I've already talked about Coursera before, and how much I liked it.
The Cryptography course by Dan Boneh is amazing and I often come back to it when I need a reminder. For example, even today I rewatched his video on AES because I was studying Differential Fault Analysis on AES (which is changing bits of the state during one round of AES to leak information about the last round subkey).
So if I could give you another course recommendation, it would be Software Security by Michael Hicks. It looks ultra complete and the few videos I've watched (to complete the security course I'm taking at the University of Bordeaux by Emmanuel Fleury) are top notch.
Communication Theory of Secrecy Systems is a paper published in 1949 by Claude Shannon discussing cryptography from the viewpoint of information theory. It is one of the foundational treatments (arguably the foundational treatment) of modern cryptography. It is also a proof that all theoretically unbreakable ciphers must have the same requirements as the one-time pad.
I found an old Matthew Green's post where he wrote a really useful list of cryptography blogs and resources
I'll get back here after reading everything.
Studying about smartcard there seem to be a lot about whitboxes to learn, since it is indeed a whitebox: the encryption/decryption that are done inside the cards can be analyzed since you own the card.
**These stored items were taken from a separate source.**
PR #2385, opened 2023-01-22
Add some helpful functions for getting attachments

JustRed23:

## Pull Request Etiquette

### Changes

- [x] Internal code
- [x] Documentation
- [ ] Other: \_____ 

Closes Issue: NaN

## Description

This PR adds some extra functions to make getting specific attachments easier, it also includes a function to check if the message actually has attachments.

PS: I hope the documentation is good enough ;)

### DIFF
--- a/src/main/java/net/dv8tion/jda/api/entities/Message.java
+++ b/src/main/java/net/dv8tion/jda/api/entities/Message.java
@@ -595,7 +595,6 @@ public interface Message extends ISnowflake, Formattable
 
     /**
      * An immutable list of {@link net.dv8tion.jda.api.entities.Message.Attachment Attachments} that are attached to this message, filtered by file extension.
-     * <br>Most likely this will only ever be 1 {@link net.dv8tion.jda.api.entities.Message.Attachment Attachment} at most.
      *
      * <p><b>Requires {@link net.dv8tion.jda.api.requests.GatewayIntent#MESSAGE_CONTENT GatewayIntent.MESSAGE_CONTENT}</b>
      *
--- a/src/main/java/net/dv8tion/jda/api/entities/Message.java
+++ b/src/main/java/net/dv8tion/jda/api/entities/Message.java
@@ -585,7 +585,7 @@ public interface Message extends ISnowflake, Formattable
      *
      * <p><b>Requires {@link net.dv8tion.jda.api.requests.GatewayIntent#MESSAGE_CONTENT GatewayIntent.MESSAGE_CONTENT}</b>
      *
-     * @param extension The extension to filter by (ex. "png")
+     * @param extension  The extension to filter by (ex. "png")
      *
      * @return True, if this message has an attachment with the provided extension.
      *
@@ -599,7 +599,7 @@ public interface Message extends ISnowflake, Formattable
      *
      * <p><b>Requires {@link net.dv8tion.jda.api.requests.GatewayIntent#MESSAGE_CONTENT GatewayIntent.MESSAGE_CONTENT}</b>
      *
-     * @param extension The extension to filter by (ex. "png")
+     * @param extension  The extension to filter by (ex. "png")
      *
      * @return Immutable list of {@link net.dv8tion.jda.api.entities.Message.Attachment Attachments} filtered by the provided extension.
      *
--- a/src/main/java/net/dv8tion/jda/api/entities/Message.java
+++ b/src/main/java/net/dv8tion/jda/api/entities/Message.java
@@ -556,15 +556,58 @@ public interface Message extends ISnowflake, Formattable
     Guild getGuild();
 
     /**
+     * Returns {@code true} if this message has any attachments.
+     *
+     * <p><b>Requires {@link net.dv8tion.jda.api.requests.GatewayIntent#MESSAGE_CONTENT GatewayIntent.MESSAGE_CONTENT}</b>
+     *
+     * @return True, if this message has attachments.
+     *
+     * @see    #getAttachments()
+     */
+    boolean hasAttachments();
+
+    /**
      * An immutable list of {@link net.dv8tion.jda.api.entities.Message.Attachment Attachments} that are attached to this message.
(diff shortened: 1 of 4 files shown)


src/main/java/net/dv8tion/jda/api/entities/Message.java
```diff
@@ -555,17 +555,60 @@ default String getApplicationId()
...
      */
     @Nonnull
     List<Attachment> getAttachments();
 
+    /**
+     * Returns {@code true} if this message has any attachments with the provided extension.
+     *
+     * <p><b>Requires {@link net.dv8tion.jda.api.requests.GatewayIntent#MESSAGE_CONTENT GatewayIntent.MESSAGE_CONTENT}</b>
+     *
+     * @param extension The extension to filter by (ex. "png")
```
freya022, line 588:
```suggestion
     * @param extension  The extension to filter by (ex. "png")
```

src/main/java/net/dv8tion/jda/api/entities/Message.java
```diff
@@ -555,17 +555,60 @@ default String getApplicationId()
...
+     *
+     * @return True, if this message has an attachment with the provided extension.
+     *
+     * @see    #getAttachmentsByExtension(String)
+     */
+    boolean hasAttachmentsByExtension(@Nonnull String extension);
+
+    /**
+     * An immutable list of {@link net.dv8tion.jda.api.entities.Message.Attachment Attachments} that are attached to this message, filtered by file extension.
+     * <br>Most likely this will only ever be 1 {@link net.dv8tion.jda.api.entities.Message.Attachment Attachment} at most.
```
freya022, line 598: Why would there be at most 1 attachment with the same extension ?

src/main/java/net/dv8tion/jda/api/entities/Message.java
```diff
@@ -555,17 +555,60 @@ default String getApplicationId()
...
+     *
+     * <p><b>Requires {@link net.dv8tion.jda.api.requests.GatewayIntent#MESSAGE_CONTENT GatewayIntent.MESSAGE_CONTENT}</b>
+     *
+     * @param extension The extension to filter by (ex. "png")
```
freya022, line 602:
```suggestion
     * @param extension  The extension to filter by (ex. "png")
```

src/main/java/net/dv8tion/jda/internal/entities/ReceivedMessage.java
```diff
@@ -460,6 +461,12 @@ public Guild getGuild()
         return getGuildChannel().getGuild();
     }
 
+    @Override
+    public boolean hasAttachments()
+    {
+        return getAttachments().size() > 0;
```
freya022, line 467:
```suggestion
        return !getAttachments().isEmpty();
```

src/main/java/net/dv8tion/jda/internal/entities/ReceivedMessage.java
```diff
@@ -468,6 +475,24 @@ public List<Attachment> getAttachments()
         return attachments;
     }
 
+    @Override
+    public boolean hasAttachmentsByExtension(@Nonnull String extension)
+    {
+        Checks.notEmpty(extension, "Extension");
+        return getAttachmentsByExtension(extension).size() > 0;
```
freya022, line 482:
```suggestion
        return !getAttachmentsByExtension(extension).isEmpty();
```

src/main/java/net/dv8tion/jda/internal/entities/ReceivedMessage.java
```diff
@@ -468,6 +475,24 @@ public List<Attachment> getAttachments()
...
+
+    @Nonnull
+    @Override
+    public List<Attachment> getAttachmentsByExtension(@Nonnull String extension)
+    {
+        Checks.notEmpty(extension, "Extension");
+        List<Attachment> results = getAttachments().stream() //No need to check intents here, we already did in getAttachments()
+                .filter(a -> Objects.equals(a.getFileExtension(), extension))
+                .collect(Collectors.toList());
+        return Collections.unmodifiableList(results);
```
freya022, line 493:
```suggestion
        return getAttachments().stream() //No need to check intents here, we already did in getAttachments()
                .filter(a -> Objects.equals(a.getFileExtension(), extension))
                .collect(Helpers.toUnmodifiableList());
```

freya022 (changes requested):

src/main/java/net/dv8tion/jda/api/entities/Message.java
JustRed23: This warning was included in getAttachments() so I thought I'll just add it to this as well

freya022: Yea I guess, but desktop users aren't limited to 1 attachment anymore, might as well remove it imo

JustRed23: Sure

MinnDevelopment:
Thank you, but we generally do not implement methods that can be replaced by trivial stream operations. We do not want to bloat the interface with a lot of unnecessary helper methods.

JustRed23:
> Thank you, but we generally do not implement methods that can be replaced by trivial stream operations. We do not want to bloat the interface with a lot of unnecessary helper methods.

What if i make an event for it? Like an AttachmentReceivedEvent

Chew:
Events are generally mapped to Discord events, and there is no such AttachmentReceivedEvent, you're better off just making a util class in your project

MinnDevelopment:
That would be a very unnecessary addition since it would only remove a single boolean check in user code. You trade a single line of code for:

- An extra function in ListenerAdapter (complexity and memory overhead)
- An extra class to load at runtime (CPU time and memory overhead)
- Cognitive complexity (Why does this event exist? Does that mean normal message received has no attachment support? When do you receive this?)

Instead, a user can simply use a guard statement:

```java
if (event.getMessage().getAttachments().isEmpty()) return;
```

Analysis are separated in different categories like non-intrusive and intrusive. Intrusive because for efficient analysis you would have to remove some part of the plastic covering the interesting parts and directly plug yourself on the chip. This is what Differential Power Analysis (DPA) do, it's a stronger kind of Simple Power Analaysis (SPA).
Kocher & al found out about this in 1998 and released a paper that is still very useful today: http://www.cryptography.com/public/pdf/DPA.pdf
The idea is to record the power consumption of the chip along multiple encryptions. You then obtain curves with pics that you can correlate to XORs operations being performed. You can guess what cipher is used, and where are the known rounds/operations of the cipher from the intensities of some peaks, and the periodicity of some patterns. In the paper they study DES which is still the state of the art for block ciphers then.
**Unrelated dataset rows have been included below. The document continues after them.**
PR #2388, opened 2023-02-01
Add Modal.Builder#addComponents

MinnDevelopment:

## Pull Request Etiquette

### Changes

- [x] Internal code
- [ ] Documentation
- [ ] Other: \_____ 

Closes Issue: NaN

## Description

This is more consistent with the message rework. We expect new layout components to exist in the future and thus make our interface prepared to deal with it.

**This is semi-breaking**: `Modal.Builder#getActionRows` used to return a mutable list to allow removing existing rows, instead it now returns an immutable list and you should use `Modal.Builder#getComponents` instead.

### DIFF
--- a/src/main/java/net/dv8tion/jda/api/interactions/modals/Modal.java
+++ b/src/main/java/net/dv8tion/jda/api/interactions/modals/Modal.java
@@ -16,12 +16,16 @@
 
 package net.dv8tion.jda.api.interactions.modals;
 
+import net.dv8tion.jda.annotations.ForRemoval;
+import net.dv8tion.jda.annotations.ReplaceWith;
 import net.dv8tion.jda.api.events.interaction.ModalInteractionEvent;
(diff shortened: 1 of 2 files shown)


src/main/java/net/dv8tion/jda/api/interactions/modals/Modal.java
```diff
@@ -295,7 +368,24 @@ public Builder addActionRow(@Nonnull Collection<? extends ItemComponent> compone
         @Nonnull
         public Builder addActionRow(@Nonnull ItemComponent... components)
         {
-            return addActionRows(ActionRow.of(components));
+            return addComponents(ActionRow.of(components));
+        }
+
+        /**
+         * Returns a immutable list of all ActionRow components
```
Xirado, line 375:
```suggestion
         * Returns an immutable list of all ActionRow components
```

Xirado (changes requested):

Xirado (approved):

PR #2390, opened 2023-02-02
Handle messages from inaccessible threads and add webhook support

MinnDevelopment:

## Pull Request Etiquette

### Changes

- [x] Internal code
- [ ] Documentation
- [ ] Other: \_____ 

Closes Issue: NaN

## Description

Adds support for sending webhook messages and handle interactions from hidden threads.

### Summary

- Added `WebhookClient.createClient(jda, url)`, which allows sending webhook messages
- Added `InteractionHook.from(jda, interactionToken)`, which allows sending followup messages for interactions
- Adjusted `Message` to be usable without a channel or guild. This is necessary for WebhookClient and InteractionHook, where the channel is potentially not reachable by the bot.
- Added `Message#hasChannel` and `Message#hasGuild` to check whether a channel or guild is provided by the message instance
- Adjusted `MessageReaction` accordingly
- Handle interactions in hidden threads (private or missing access to parent), by creating the thread using the interaction `channel` objects
- Reject all interactions from group DMs for the time being
- Remove `SystemMessage` in favor of simple checks in `ReceivedMessage`
- The `EntityBuilder` now has new methods for creating messages in webhooks:
    - `createMessageFromWebhook` creates a message instance without a channel, but potentially a guild instance
    - `createMessageBestEffort` creates a message instance based on the provided channel and guild (or null in case of not being accessible)


src/main/java/net/dv8tion/jda/api/entities/WebhookClient.java
```diff
@@ -42,8 +47,24 @@
  * @see Webhook
  * @see net.dv8tion.jda.api.interactions.InteractionHook
  */
-public interface WebhookClient<T>
+public interface WebhookClient<T> extends ISnowflake
```
Vankka, line 50: Possible to get/send/edit/delete in a specific thread for this? Possibly `setThread` or `setThreadId` on the restaction?

PR #2445, opened 2023-04-14
Add voice message read support

RedDaedalus:

## Pull Request Etiquette

### Changes

- [x] Internal code
- [ ] Documentation
- [ ] Other: \_____ 

Closes Issue: NaN

## Description

Adds read support for voice messages: both the message flag and the waveform data. Bots cannot currently send these, but they can be received from other users. Tested against both voice and non-voice messages.

Waiting on discord/discord-api-docs#6082

### DIFF
--- a/src/main/java/net/dv8tion/jda/api/entities/Message.java
+++ b/src/main/java/net/dv8tion/jda/api/entities/Message.java
@@ -63,6 +63,8 @@ import net.dv8tion.jda.internal.utils.IOUtil;
 import okhttp3.MultipartBody;
 import okhttp3.OkHttpClient;
 import okhttp3.Request;
+import org.jetbrains.annotations.NotNull;
+import org.jetbrains.annotations.Range;
 
 import javax.annotation.CheckReturnValue;
 import javax.annotation.Nonnull;
@@ -74,6 +76,7 @@ import java.util.concurrent.CompletableFuture;
 import java.util.function.Predicate;
 import java.util.regex.Pattern;
 import java.util.stream.Collectors;
+import java.util.stream.IntStream;
 
 /**
  * Represents a Text message received from Discord.
@@ -2162,7 +2165,11 @@ public interface Message extends ISnowflake, Formattable
          * Indicates, that this message will not trigger push and desktop notifications
          * @see Message#isSuppressedNotifications
          */
-        NOTIFICATIONS_SUPPRESSED(12);
+        NOTIFICATIONS_SUPPRESSED(12),
+        /**
+         * The Message is a voice message, containing an audio attachment
+         */
+        IS_VOICE_MESSAGE(13);
 
         private final int value;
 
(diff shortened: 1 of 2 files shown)


src/main/java/net/dv8tion/jda/api/entities/Message.java
```diff
@@ -2657,6 +2666,26 @@ public boolean isEphemeral()
             return ephemeral;
         }
 
+        /**
+         * Gets the waveform data encoded in this message. This is currently only present on
+         * {@link MessageFlag#IS_VOICE_MESSAGE voice messages}.
+         *
+         * @return A possibly-{@code null} unmodifiable list of integers representing the volume
+         *         of the audio at the given point. Volume is sampled at a rate of 10 times per
```
MinnDevelopment, line 2674: Probably best to just say `8bit 10Hz Mono PCM` and maybe provide an `AudioFormat` constant for it.

src/main/java/net/dv8tion/jda/api/entities/Message.java
```diff
@@ -2657,6 +2665,34 @@ public boolean isEphemeral()
             return ephemeral;
         }
 
+        /**
+         * Gets the waveform data encoded in this attachment. This is currently only present on
+         * {@link MessageFlag#IS_VOICE_MESSAGE voice messages}.
+         *
+         * @return A possibly-{@code null} array of integers representing the amplitude of the
+         *         audio over time. Amplitude is sampled at a rate of 10Hz. The values in this
```
MinnDevelopment, line 2673: Apparently, this sampling rate changes on longer voice messages. So it probably has to be determined using `getDuration` and the length of the array.

src/main/java/net/dv8tion/jda/api/entities/Message.java
```diff
@@ -2657,6 +2665,35 @@ public boolean isEphemeral()
...
+                return null;
+            return Base64.getDecoder().decode(waveform);
+        }
+
+        /**
+         * Gets the duration of this attachment. This is currently only nonzero on
+         * {@link MessageFlag#IS_VOICE_MESSAGE voice messages}.
+         *
+         * @return The duration of this attachment's audio in seconds, or {@code 0}
+         *         if not it is not a voice message.
```
MinnDevelopment, line 2690:
```suggestion
         *         if this is not a voice message.
```

src/main/java/net/dv8tion/jda/api/entities/Message.java
```diff
@@ -2657,6 +2665,35 @@ public boolean isEphemeral()
...
         }
 
+        /**
+         * Gets the waveform data encoded in this attachment. This is currently only present on
+         * {@link MessageFlag#IS_VOICE_MESSAGE voice messages}.
+         *
+         * @return A possibly-{@code null} array of integers representing the amplitude of the
+         *         audio over time. Amplitude is sampled at 10Hz, but the client will decrease
+         *         this to keep the waveform under 256 bytes. The values in this array are
+         *         <b>unsigned</b>.
```
MinnDevelopment, line 2675:
```suggestion
         *         this to keep the waveform to at most 256 bytes.
         *         The values in this array are <b>unsigned</b>.
```

MinnDevelopment (changes requested):

PR #2449, opened 2023-04-21
Add EmbedBuilder#setUrl

Xirado:

## Pull Request Etiquette

### Changes

- [ ] Internal code
- [ ] Documentation
- [ ] Other: \_____ 

Closes Issue: NaN

## Description

This PR adds `EmbedBuilder#setUrl`. 

Setting a url by itself without a title is not useful for most users, as the only documented behaviour is a hyperlinked title,
however it is also how you create multi-image embeds, and JDA currently doesn't allow setting the URL without also settting the title.

### DIFF
--- a/src/main/java/net/dv8tion/jda/api/EmbedBuilder.java
+++ b/src/main/java/net/dv8tion/jda/api/EmbedBuilder.java
@@ -261,6 +261,7 @@ public class EmbedBuilder
     /**
      * Sets the Title of the embed.
      * <br>You can provide {@code null} as url if no url should be used.
+     * <br>If you want to set a URL without a title, use {@link #setUrl(String)} instead.
      *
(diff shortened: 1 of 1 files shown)


src/main/java/net/dv8tion/jda/api/EmbedBuilder.java
```diff
@@ -303,6 +304,32 @@ public EmbedBuilder setTitle(@Nullable String title, @Nullable String url)
         return this;
     }
 
+    /**
+     * Sets the URL of the embed.
+     * <br>The Discord client mostly only uses this property in combination with the {@link #setTitle(String) title} for a clickable Hyperlink.
```
MinnDevelopment, line 309:
```suggestion
     * <br>The Discord client mostly only uses this property in combination with the {@link #setTitle(String) title} for a clickable Hyperlink.
     *
     * <p>If multiple embeds in a message use the same URL, the Discord client will merge them into a single embed and aggregate images into a gallery view.
```

PR #2453, opened 2023-04-23
Handle retry-after issues better

MinnDevelopment:

## Pull Request Etiquette

### Changes

- [x] Internal code
- [ ] Documentation
- [ ] Other: \_____ 

Closes Issue: NaN

## Description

Looking at a big number of such curves, along with the messages (or ciphertexts) they encrypted, you can focus on one operation and one bit of the internal state to find out one bit of one of the subkey. One bit should affect the number of XORs being performed thus you should find a correlation between the bit you're looking for and the power consumption at one point. Repeat and find all the other ones. It's powerful because you only need to find one bit of the subkey, one after the other.
It's pretty hard to explain it without pictures (and a video would be even better, that's always something I have been wanting to do, if I dig deeper into it maybe I'll try that). But the basic idea is here, if you want more info check the original paper
I was wondering why Randomized Algorithm were often more efficient than non-randomized algorithm.
Then I looked at a list of random number generators (or RNG).
Of course we usually talk about PRNG (Pseudo Random Number Generator) since "truly random" is impossible/hard to achieve.
An interesting thing I stumbled into is that you can create a PRNG using a block cipher in counter mode, by iterating the counter and always encrypting the same thing, if the block cipher used is good, it should look random.
This sounds solid since ciphers sometimes need to have Ciphertext Indistinguishability from random noise.
To support such deniable encryption systems, a few cryptographic algorithms are specifically designed to make ciphertext messages indistinguishable from random bit strings
Also under the Ciphertext indistinguishability property that a cipher should respect, you shouldn't be able to find any relations between the ciphertexts coming from the same input but encrypted with an increasing counter.